In connection with cum-ex transactions, the Bonn public prosecutor's office has sent payment requests totaling around 190 million euros to the Hamburg Warburg Bank and a British stock trader. Around EUR 176.6 million of this is attributable to the private bank. Justice spokesman Sebastian Buß said it was the implementation of the first final judgment of the Bonn Regional Court in the Cum-Ex affair.

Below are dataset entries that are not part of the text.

PR #2210, opened 2020-04-21
Create dedicated secrets of cloud-config for each worker group

### LINKED ISSUE #2168: Workers count is limited by cloud-config Secret size limit
**What happened**:
Currently it is not possible to have more than 20-25 (depending on the OS) workers in `.spec.provider.workers`.

1. Create a Shoot with 25 Worker entries under `.spec.provider.workers`.

2. Ensure that the `Deploying managed resources` step fails with:

```yaml
status:
  lastErrors:
  - description: 'task "Deploying managed resources" failed: retry failed with context
      deadline exceeded, last error: Secret "managedresource-shoot-cloud-config-execution"
      is invalid: data: Too long: must have at most 1048576 characters'
    lastUpdateTime: "2020-04-09T11:08:27Z"
    taskID: Deploying managed resources
```

**Environment**:

- Gardener version: v1.2.0
- Others:

aylei:
Signed-off-by: Aylei <rayingecho@gmail.com>

Currently it is not possible to have more than 20-25 (depending on the OS) workers because the number of worker's cloud configs are limited by the size of the secret. This PR divide the cloud config to dedicated managed resources to eliminate this limitation.

I've tested this PR on eks v1.14.9 and managed to create 31 worker groups.

**edit:**
After I changed the implementation I tested with two worker groups and it works fine

```
spec:
  injectLabels:
    shoot.gardener.cloud/no-cleanup: "true"
  keepObjects: false
  secretRefs:
  - name: managedresource-shoot-cloud-config-rbac
  - name: managedresource-shoot-cloud-config-execution-worker-x934f
  - name: managedresource-shoot-cloud-config-execution-worker-ahhgt
```

Fixes #2168 

**Release note**:

```improvement operator
Fix a bug that limits the workers count of a single shoot.
```


pkg/operation/botanist/addons.go
```diff
@@ -129,14 +130,26 @@ func (b *Botanist) DeployManagedResources(ctx context.Context) error {
...
+			"addons":                  {false, b.generateOptionalAddonsChart},
 			// TODO: Just a temporary solution. Remove this in a future version once Kyma is moved out again.
 			"addons-kyma": {false, b.generateTemporaryKymaAddonsChart},
 		}
 	)
+	bootstrapTokenSecret, err := kutil.ComputeBootstrapToken(context.TODO(), b.K8sShootClient.Client(), utils.ComputeSHA256Hex([]byte(time.Now().Format("2006-01-02")))[:6], "A bootstrap token generated by Gardener.", 48*time.Hour)
+	if err != nil {
+		return fmt.Errorf("error computing bootstrap token for shoot cloud config: %+v", err)
+	}
+	// deploy cloud config execution scripts for each worker group
```
danielfoehrKn:
```suggestion
	//  for each worker pool add managed resource containing a secret with the cloud config execution script
```

danielfoehrKn (changes requested):
Thanks for your contribution.
I looked over it and tested it (with two worker pools) - looks good!

I only noticed one thing: the managed resource "shoot-cloud-config-execution" that now should be replaced with a managed resource per worker pool, is not being cleaned up.
However, just deleting the managed resource comes with a problem: deleting a managed resource also deletes its depending resources.

Maybe it could be done like this:
After the new managed resources are already applied, delete the managed resource  "shoot-cloud-config-execution" . The deleted secrets in the kube-system namespace of the shoot are re-applied right away by the other managed resources. 
This is only one option on top of my head. Maybe just deleting the finalizers and the secret is another.

The cleanup would be only required as a migration step and can be deleted in a future version if Gardener.

aylei:
@danielfoehrKn Thanks for your feedback! Another solution is keep the name "shoot-cloud-config-execution" instead of renaming it to "shoot-cloud-config-rbac". I changed the name in favor of more accurate semantic, but regarding the concern of cleanup, keep the original name would be a better idea.

How do you think?

pkg/operation/botanist/addons.go
```diff
@@ -129,14 +130,26 @@ func (b *Botanist) DeployManagedResources(ctx context.Context) error {
...
-			"addons":                       {false, b.generateOptionalAddonsChart},
+			"shoot-cloud-config-rbac": {false, b.generateCloudConfigRBACChart},
+			"shoot-core":              {false, b.generateCoreAddonsChart},
+			"shoot-core-namespaces":   {true, b.generateCoreNamespacesChart},
+			"addons":                  {false, b.generateOptionalAddonsChart},
 			// TODO: Just a temporary solution. Remove this in a future version once Kyma is moved out again.
 			"addons-kyma": {false, b.generateTemporaryKymaAddonsChart},
 		}
 	)
+	bootstrapTokenSecret, err := kutil.ComputeBootstrapToken(context.TODO(), b.K8sShootClient.Client(), utils.ComputeSHA256Hex([]byte(time.Now().Format("2006-01-02")))[:6], "A bootstrap token generated by Gardener.", 48*time.Hour)
```
```suggestion
	bootstrapTokenSecret, err := kutil.ComputeBootstrapToken(ctx, b.K8sShootClient.Client(), utils.ComputeSHA256Hex([]byte(time.Now().Format("2006-01-02")))[:6], "A bootstrap token generated by Gardener.", 48*time.Hour)
```

charts/shoot-cloud-config/values.yaml
```diff
@@ -1,26 +1,16 @@
...
-#   secretName: cloud-config-cpu-worker2-4av4a
-#   cloudConfig: generated-original-cloud-config-data
-#   command: /usr/bin/reload --path=<path>
-#   units:
-#   - kubelet.service
-#   kubeletDataVolume:
-#     name: vol2
-#     size: 9375000000
-#     type: io1
+images:
```
rfranzke, line 1: Hm, should we comment all the fields again? Any particular reason why you uncommented them?

rfranzke (commented):
@danielfoehrKn has brought up a good point, thanks for catching it.

> Another solution is keep the name "shoot-cloud-config-execution" instead of renaming it to "shoot-cloud-config-rbac". I changed the name in favor of more accurate semantic, but regarding the concern of cleanup, keep the original name would be a better idea.

A `ManagedResource` can reference multiple secrets. What do you think about keeping the `shoot-cloud-config-execution` `ManagedResource` but create a dedicated `Secret` for each pool, and then reference all of them in the `shoot-cloud-config-execution` `ManagedResource`?

PR looks great, btw, thanks a lot! :)

charts/shoot-cloud-config/values.yaml
aylei: `check-charts.sh` expects all charts could be rendered with the default values, and I found that other charts used dummy values to pass the check

aylei:
> A `ManagedResource` can reference multiple secrets. What do you think about keeping the `shoot-cloud-config-execution` `ManagedResource` but create a dedicated `Secret` for each pool, and then reference all of them in the `shoot-cloud-config-execution` `ManagedResource`?

Good call! I wouldn't have been worried the naming issue if I knew this before

aylei:
@rfranzke @danielfoehrKn I've changed the implementation to keep the `shoot-cloud-config-execution` managed resources and only break down the secrets, PTAL

pkg/utils/secrets/basic_auth.go
```diff
@@ -101,7 +101,7 @@ func (s *BasicAuthSecretConfig) GenerateBasicAuth() (*BasicAuth, error) {
 	return basicAuth, nil
 }
 
-// SecretData computes the data map which can be used in a Kubernetes secret.
+// AsSecretData computes the data map which can be used in a Kubernetes secret.
```
rfranzke:
```suggestion
// SecretData computes the data map which can be used in a Kubernetes secret.
```

pkg/utils/secrets/certificates.go
```diff
@@ -154,7 +154,7 @@ func (s *CertificateSecretConfig) GenerateCertificate() (*Certificate, error) {
 	return certificateObj, nil
 }
 
-// SecretData computes the data map which can be used in a Kubernetes secret.
+// AsSecretData computes the data map which can be used in a Kubernetes secret.
```
rfranzke:
```suggestion
// SecretData computes the data map which can be used in a Kubernetes secret.
```

pkg/utils/secrets/control_plane.go
```diff
@@ -89,7 +89,7 @@ func (s *ControlPlaneSecretConfig) GenerateControlPlane() (*ControlPlane, error)
 	return controlPlane, nil
 }
 
-// SecretData computes the data map which can be used in a Kubernetes secret.
+// AsSecretData computes the data map which can be used in a Kubernetes secret.
```
rfranzke:
```suggestion
// SecretData computes the data map which can be used in a Kubernetes secret.
```

pkg/utils/secrets/rsa_private_key.go
```diff
@@ -83,7 +83,7 @@ func (s *RSASecretConfig) GenerateRSAKeys() (*RSAKeys, error) {
 	return rsa, nil
 }
 
-// SecretData computes the data map which can be used in a Kubernetes secret.
+// AsSecretData computes the data map which can be used in a Kubernetes secret.
```
rfranzke:
```suggestion
// SecretData computes the data map which can be used in a Kubernetes secret.
```

pkg/utils/secrets/static_token.go
```diff
@@ -95,7 +95,7 @@ func (s *StaticTokenSecretConfig) GenerateStaticToken() (*StaticToken, error) {
 	}, nil
 }
 
-// SecretData computes the data map which can be used in a Kubernetes secret.
+// AsSecretData computes the data map which can be used in a Kubernetes secret.
```
rfranzke:
```suggestion
// SecretData computes the data map which can be used in a Kubernetes secret.
```

pkg/operation/botanist/addons.go
```diff
@@ -172,7 +167,47 @@ func (b *Botanist) DeployManagedResources(ctx context.Context) error {
...
+		if err := manager.
+			NewSecret(b.K8sSeedClient.Client()).
+			WithNamespacedName(b.Shoot.SeedNamespace, secretName).
+			WithKeyValues(data).
+			Reconcile(ctx); err != nil {
+			return err
+		}
+		cloudConfigManagedResource.WithSecretRef(secretName)
+	}
+	return cloudConfigManagedResource.Reconcile(ctx)
```
rfranzke: I like it very much, thanks :)

rfranzke (changes requested):

pkg/operation/botanist/operatingsystemconfig.go
```diff
@@ -442,23 +434,31 @@ func (b *Botanist) generateCloudConfigExecutionChart() (*chartrenderer.RenderedC
...
+			"kubernetesVersion": b.Shoot.Info.Spec.Kubernetes.Version,
+			"worker":            w,
+		}
+		var err error
+		config, err = b.InjectShootShootImages(config, common.HyperkubeImageName)
+		if err != nil {
+			return nil, err
+		}
+		return b.ChartApplierShoot.Render(filepath.Join(common.ChartPath, "shoot-cloud-config"), releaseName, metav1.NamespaceSystem, config)
 	}
```
rfranzke, line 449: I played with it locally, works great. I think the only thing that is missing is what @danielfoehrKn already pointed out earlier:

The old `managedresource-shoot-cloud-config-execution` secret remains orphaned in the system for already existing shoots. While it's not harming in any way it's probably still better to simply delete it in order to prevent confusing of operators that are not that familiar with the code. This deletion code can be added after this line and should have a `TODO` comment that it can be removed in a future version of Gardener.

pkg/utils/secrets/basic_auth.go
aylei: Thanks for correcting these!

pkg/operation/botanist/operatingsystemconfig.go
aylei: Good catch, what do you think about keeping the secret name `managedresource-shoot-cloud-config-execution` for the rbac resources? This way we don't have to worry about migration

rfranzke: Hm, I'd say it's easier to follow if the name of the secret containing the `shoot-cloud-config-exeuction-rbac` manifests has also `rbac` in its name. Also, if we would overwrite it like this the `cloud-config-<worker-pool-name>` secret in the `kube-system` namespace of the shoot would be deleted (it would be re-applied by the new managed resource that you create for the worker pool, but it would be shortly not present). This probably doesn't harm too much, but summing those two facts up I'd vote for the small migration logic. WDYT?

aylei: Make sense, let's do the migration

aylei: Addressed in https://github.com/gardener/gardener/pull/2210/commits/c53a9e855e4eb567b9c1372c9d4243d4ee370313

pkg/operation/botanist/addons.go
```diff
@@ -172,6 +168,60 @@ func (b *Botanist) DeployManagedResources(ctx context.Context) error {
...
+}
+
+// deleteLegacyCloudConfigSecret deletes the legacy cloud-config-execution secret created by gardenlet prior to v1.3.0
+func (b *Botanist) deleteLegacyCloudConfigSecret() error {
+	secretName := "managedresource-shoot-cloud-config-execution"
+	err := b.K8sSeedClient.Kubernetes().CoreV1().Secrets(b.Shoot.SeedNamespace).Delete(secretName, metav1.NewDeleteOptions(0))
+	if err != nil && !apierrors.IsNotFound(err) {
+		return err
+	}
 	return nil
```
```suggestion
	return client.IgnoreNotFound(b.K8sSeedClient.Kubernetes().CoreV1().Secrets(b.Shoot.SeedNamespace).Delete(secretName, metav1.NewDeleteOptions(0)))
```

rfranzke (commented):
Thank you very much! Looks good, final suggestion. Also, can you please squash your commits into a single one to get it ready to be merged? :)

aylei:
> Thank you very much! Looks good, final suggestion. Also, can you please squash your commits into a single one to get it ready to be merged? :)

Sure

rfranzke (dismissed):

danielfoehrKn (dismissed):

pkg/chartrenderer/default.go
```diff
@@ -187,3 +187,13 @@ func (c *RenderedChart) FileContent(filename string) string {
 	}
 	return ""
 }
+
+// AsSecretData returns all rendered manifests that is capable for used as data of a secret
+func (c *RenderedChart) AsSecretData() map[string][]byte {
+	data := make(map[string][]byte, len(c.Files()))
+	for fileName, fileContent := range c.Files() {
+		key := strings.Replace(fileName, "/", "_", -1)
```
timebertt: WDYT, about using `strings.ReplaceAll`. It should yield the same results, but is probably nicer to read :)
```suggestion
		key := strings.ReplaceAll(fileName, "/", "_")
```

pkg/operation/botanist/addons.go
```diff
@@ -172,6 +168,60 @@ func (b *Botanist) DeployManagedResources(ctx context.Context) error {
...
+		return err
+	}
+	// TODO: remove this in the future
+	return b.deleteLegacyCloudConfigSecret()
+}
+
+// deleteLegacyCloudConfigSecret deletes the legacy cloud-config-execution secret created by gardenlet prior to v1.3.0
+func (b *Botanist) deleteLegacyCloudConfigSecret() error {
+	secretName := "managedresource-shoot-cloud-config-execution"
+	err := b.K8sSeedClient.Kubernetes().CoreV1().Secrets(b.Shoot.SeedNamespace).Delete(secretName, metav1.NewDeleteOptions(0))
```
timebertt: Any specific reason, why you set `deletionGracePeriodSeconds=0`?

timebertt (commented):
Thanks @aylei for your contribution. Appreciate it!
I have just two minor comments/questions, otherwise /lgtm

pkg/operation/botanist/addons.go
```diff
@@ -172,6 +168,60 @@ func (b *Botanist) DeployManagedResources(ctx context.Context) error {
 		}
 	}
 
+	// Create the cloud config managed resource that contains:
```
ialidzhikov: Can we move the `shoot-cloud-config-execution` ManagedResource creation into a dedicated func - for example `deployCloudConfigExectionManagedResource`. WDYT?

pkg/operation/botanist/operatingsystemconfig.go
```diff
@@ -395,25 +395,17 @@ func (b *Botanist) applyAndWaitForShootOperatingSystemConfig(ctx context.Context
...
-	bootstrapTokenSecret, err := kutil.ComputeBootstrapToken(context.TODO(), b.K8sShootClient.Client(), utils.ComputeSHA256Hex([]byte(time.Now().Format("2006-01-02")))[:6], "A bootstrap token generated by Gardener.", 48*time.Hour)
-	if err != nil {
-		return nil, err
-	}
-	workers := make([]map[string]interface{}, 0, len(b.Shoot.Info.Spec.Provider.Workers))
-	for _, worker := range b.Shoot.Info.Spec.Provider.Workers {
-
+// getGenerateCloudConfigExecutionChartFunc returns a function that renders the gardener-resource-manager configuration for
+// the cloud config user data of the given worker.
+func (b *Botanist) getGenerateCloudConfigExecutionChartFunc(releaseName string, worker gardencorev1beta1.Worker, tokenSecret *corev1.Secret) func() (*chartrenderer.RenderedChart, error) {
```
ialidzhikov, line 400: Hmm, is there any specify reason to return `func() (*chartrenderer.RenderedChart, error)` but not simply `(*chartrenderer.RenderedChart, error)` as the other similar `generate<Name>Chart` funcs return `(*chartrenderer.RenderedChart, error)`?

pkg/operation/botanist/addons.go
```diff
@@ -172,6 +168,60 @@ func (b *Botanist) DeployManagedResources(ctx context.Context) error {
...
+	for name, renderChartFunc := range cloudConfigCharts {
+		renderedChart, err := renderChartFunc()
+		if err != nil {
+			return fmt.Errorf("error rendering %q chart: %+v", name, err)
+		}
+		data := renderedChart.AsSecretData()
+
+		secretName := "managedresource-" + name
+		if err := manager.
+			NewSecret(b.K8sSeedClient.Client()).
```
ialidzhikov: We currently don't have clean up logic for secrets which are no longer used. For example if you have 2 workers in the Shoot spec and you remove 1 of them, its ManagedResource secret won't be deleted.

ialidzhikov (commented):
Thank you for the PR!

rfranzke:
/kind/enhancement
/status/author-action

pkg/operation/botanist/addons.go
aylei: Good catch!

pkg/operation/botanist/operatingsystemconfig.go
aylei: I did this because `generateCloudConfigExecutionChart` requires some input parameters and I want to make the function signature to be consistent with other `generate<Name>Chart` funcs. So I used this function to return a `func() (*chartrenderer.RenderedChart, error)` which would capture the inputs from the context.

pkg/operation/botanist/addons.go
aylei: There is not specific reason actually, I will change it to unset

pkg/operation/botanist/addons.go
aylei: Sure

pkg/operation/botanist/addons.go
aylei: Addressed in https://github.com/gardener/gardener/pull/2210/commits/b8aadd8ebe56c6a226687d3f640295056f05c25c

aylei:
I'm separating the newest commit to make the addressing of comments clear, will squash the changes if it looks good for you @ialidzhikov @tim-ebert . And the secrets cleanup has been tested on EKS.

BTW, just out of curiosity, why didn't we enable the `squash and merge` support of Github? This would be really convenient as I experienced.

pkg/operation/botanist/addons.go
aylei: Addressed in https://github.com/gardener/gardener/commit/b8aadd8ebe56c6a226687d3f640295056f05c25c

pkg/operation/botanist/addons.go
```diff
@@ -172,7 +176,123 @@ func (b *Botanist) DeployManagedResources(ctx context.Context) error {
...
 	}
 
-	return nil
+	return b.deployCloudConfigExectionManagedResource(ctx)
+}
+
+// deployCloudConfigExectionManagedResource create the cloud config managed resource that contains:
+// 1. A secret containing the dedicated cloud config execution script for each worker group
+// 2. A secret containing some shared RBAC policies for downloading the cloud config execution script
+func (b *Botanist) deployCloudConfigExectionManagedResource(ctx context.Context) error {
```
```suggestion
func (b *Botanist) deployCloudConfigExecutionManagedResource(ctx context.Context) error {
```

pkg/operation/botanist/addons.go
```diff
@@ -172,7 +176,123 @@ func (b *Botanist) DeployManagedResources(ctx context.Context) error {
 		}
 	}
 
-	return nil
+	return b.deployCloudConfigExectionManagedResource(ctx)
+}
+
+// deployCloudConfigExectionManagedResource create the cloud config managed resource that contains:
```
```suggestion
// deployCloudConfigExectionManagedResource creates the cloud config managed resource that contains:
```

pkg/operation/botanist/addons.go
```diff
@@ -172,7 +176,123 @@ func (b *Botanist) DeployManagedResources(ctx context.Context) error {
...
+	for _, secret := range secretList.Items {
+		if !wantedSecretNames.Has(secret.Name) {
+			toDelete := &corev1.Secret{
+				ObjectMeta: metav1.ObjectMeta{
+					Name:      secret.Name,
+					Namespace: secret.Namespace,
+				},
+			}
+			fns = append(fns, func(ctx context.Context) error {
+				if err := common.ConfirmDeletion(ctx, c, toDelete); err != nil {
```
rfranzke: This is not needed for the `Secret` deletion

pkg/operation/botanist/addons.go
```diff
@@ -172,7 +176,123 @@ func (b *Botanist) DeployManagedResources(ctx context.Context) error {
...
+func (b *Botanist) deleteLegacyCloudConfigSecret(ctx context.Context) error {
+	c := b.K8sSeedClient.Client()
+
+	legacySecret := &corev1.Secret{
+		ObjectMeta: metav1.ObjectMeta{
+			Name:      "managedresource-shoot-cloud-config-execution",
+			Namespace: b.Shoot.SeedNamespace,
+		},
+	}
+	if err := common.ConfirmDeletion(ctx, b.K8sSeedClient.Client(), legacySecret); err != nil {
```
rfranzke: This is not needed for the secret  deletion

rfranzke (commented):
Thanks for updating, a few nits. @ialidzhikov can you check again?

pkg/operation/botanist/addons.go
```diff
@@ -172,7 +176,123 @@ func (b *Botanist) DeployManagedResources(ctx context.Context) error {
 		}
 	}
 
-	return nil
+	return b.deployCloudConfigExectionManagedResource(ctx)
```
ialidzhikov:
```suggestion
	return b.deployCloudConfigExecutionManagedResource(ctx)
```

pkg/operation/botanist/addons.go
```diff
@@ -172,7 +176,123 @@ func (b *Botanist) DeployManagedResources(ctx context.Context) error {
...
+}
+
+// deployCloudConfigExectionManagedResource creates the cloud config managed resource that contains:
```
ialidzhikov:
```suggestion
// deployCloudConfigExecutionManagedResource creates the cloud config managed resource that contains:
```

pkg/operation/botanist/addons.go
aylei: Thanks! I just changed it locally

pkg/operation/botanist/addons.go
aylei: Addressed in https://github.com/gardener/gardener/pull/2210/commits/b850b90295d18f227fa810fa08b1e67e5661d075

However, a spokesman for Warburg Bank said: "With the repayments made by Warburg to the tax office in Hamburg (in the tax proceedings), the taxes set by the tax office for the years 2007 to 2011 due to the so-called cum-ex share transactions of the Warburg Bank have been fully settled ." The public prosecutor's office in Bonn has therefore now suspended enforcement in the course of the confiscation proceedings.
In the judgment confirmed by the Federal Court of Justice (BGH) in July 2021, the bank was obliged to repay more than 176 million euros to the state treasury, and the stock trader to pay 14 million euros, of which he had already deposited three million. The Warburg Bank had already failed in April with a constitutional complaint against the confiscation of the money before the Federal Constitutional Court.
billions in damage to the state
In cum-ex deals, investors used a loophole in the law to cheat the German state out of money for years. Around the dividend record date, several participants pushed shares with ("cum") and without ("ex") dividend rights back and forth. As a result, tax offices reimbursed capital gains taxes that had not been paid at all.
The state suffered billions in damage. In 2012 the tax loophole was closed. Several public prosecutors and courts nationwide have been investigating for years to clear up one of the biggest tax scandals in post-war German history. Last year, the Federal Court of Justice ruled that cum-ex deals were a criminal offence.
Committee of Inquiry in Hamburg
The affair surrounding the Warburg Bank's cum-ex deals also has a political component. Chancellor Olaf Scholz (SPD) was the first mayor of Hamburg between 2011 and 2018. In 2016, the tax authorities there waived the institute's repayment of 47 million euros in connection with the tax practice. An investigative committee of the Hamburg Parliament has been trying to clarify the background to these events in the Hanseatic city since 2020.